About the LIGO Gravitational-Wave Rumor - subnaught
http://www.skyandtelescope.com/astronomy-news/about-this-weeks-gravitational-wave-rumor/?utm_source=newsletter&utm_campaign=sky-mya-nl-160115&utm_content=813396_SKY_HP_eNL_160115&utm_medium=email
======
mhw
The bit I found most interesting:

"The current excitement could easily be a false alarm. Even if LIGO has a
promising signal, it may be a false test signal planted as a drill. It's been
done before, in 2010 near the end of LIGO's last pre-upgrade run. Three
members of the LIGO team are empowered to move the mirrored blocks by just the
right traces in just the right way.
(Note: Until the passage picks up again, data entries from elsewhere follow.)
PR #280, opened 2023-04-27
Use the correct filters on the matchers for the subscriptions

giucam:
Each subscription should have a different matcher with the correct filters.

### DIFF
--- a/src/majordomo/include/majordomo/Broker.hpp
+++ b/src/majordomo/include/majordomo/Broker.hpp
@@ -265,7 +265,13 @@ private:
     Timestamp                                               _heartbeatAt = Clock::now() + settings.heartbeatInterval;
     SubscriptionMatcher                                     _subscriptionMatcher;
     std::unordered_map<URI<RELAXED>, std::set<std::string>> _subscribedClientsByTopic; // topic -> client IDs
-    std::unordered_map<URI<RELAXED>, int>                   _subscribedTopics;         // topic -> subscription count
+    struct Sub {
+        Sub(int c)
+            : count(c) {}
+        int                 count;
+        SubscriptionMatcher matcher;
+    };
+    std::unordered_map<URI<RELAXED>, Sub>                   _subscribedTopics; // topic -> subscription count and matcher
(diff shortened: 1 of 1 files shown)


src/majordomo/include/majordomo/Broker.hpp
```diff
@@ -512,17 +518,22 @@ class Broker {
 private:
     void subscribe(const URI<RELAXED> &topic) {
         auto [it, inserted] = _subscribedTopics.try_emplace(topic, 0);
-        it->second++;
-        if (it->second == 1) {
+        it->second.count++;
+        const auto &query = topic.queryParamMap();
+        for (const auto &[name, value] : query) {
+            it->second.matcher.template addFilter<opencmw::DomainFilter<std::string_view>>(name);
```
wirew0rm, line 524: This kind of defeats the purpose of the matcher being configurable, because if we just compare all query entries by adding all present queries for equality, we could just compare the URIs or use a generic match function.

The relevant matches for the filter context are defined by the worker while the broker only dispatches based on the serviceName. Therefore the Broker should rely on notifications being to the exact same topic as the subscription requested with partial/more complex matches being performed in the worker (which also already has its own subscription matcher, which would have to be extended to default include the RequestContext fields/allow the user to add custom matchers in the worker's constructor).

So while this works as a workaround, allows to test other parts of the system now and illustrates the problem nicely, I think from a design perspective this is probably a step in the wrong direction and I would prefer to merge a proper solution.

wirew0rm: ok, while trying to find an alternative I found out how the subscriptionMatcher is supposed to be used: https://github.com/fair-acc/opencmw-cpp/blob/0e54a29a8979eb1bf8927286f1863c22c40e40a3/src/majordomo/test/majordomoworker_tests.cpp#L109

This should be possible to get everything working without this PR.

There's still a few cases where I think it would be easier if this was transparent to the Broker (e.g. if the worker is not the same process as the broker and therefore cannot simply register its types in the broker.)

giucam:
Indeed, that works. Closing this.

Only they know the truth, and the test
protocol is that they not reveal a planted signal until the collaboration has
finished analyzing it and is ready to publish a paper and hold a press
conference. “Blind tests” like this are the gold standard in all branches of
science."

Getting to the point of publishing a paper and holding a press conference
seems like a lot of potentially wasted effort on a fire-drill type exercise.
Presumably there are reasons why they wouldn't just let everyone know that it
was a drill when they'd all decided on a conclusion? I realise that I'm
assuming that the point of drawing that conclusion is much earlier than
completing the paper as well, which may not be true.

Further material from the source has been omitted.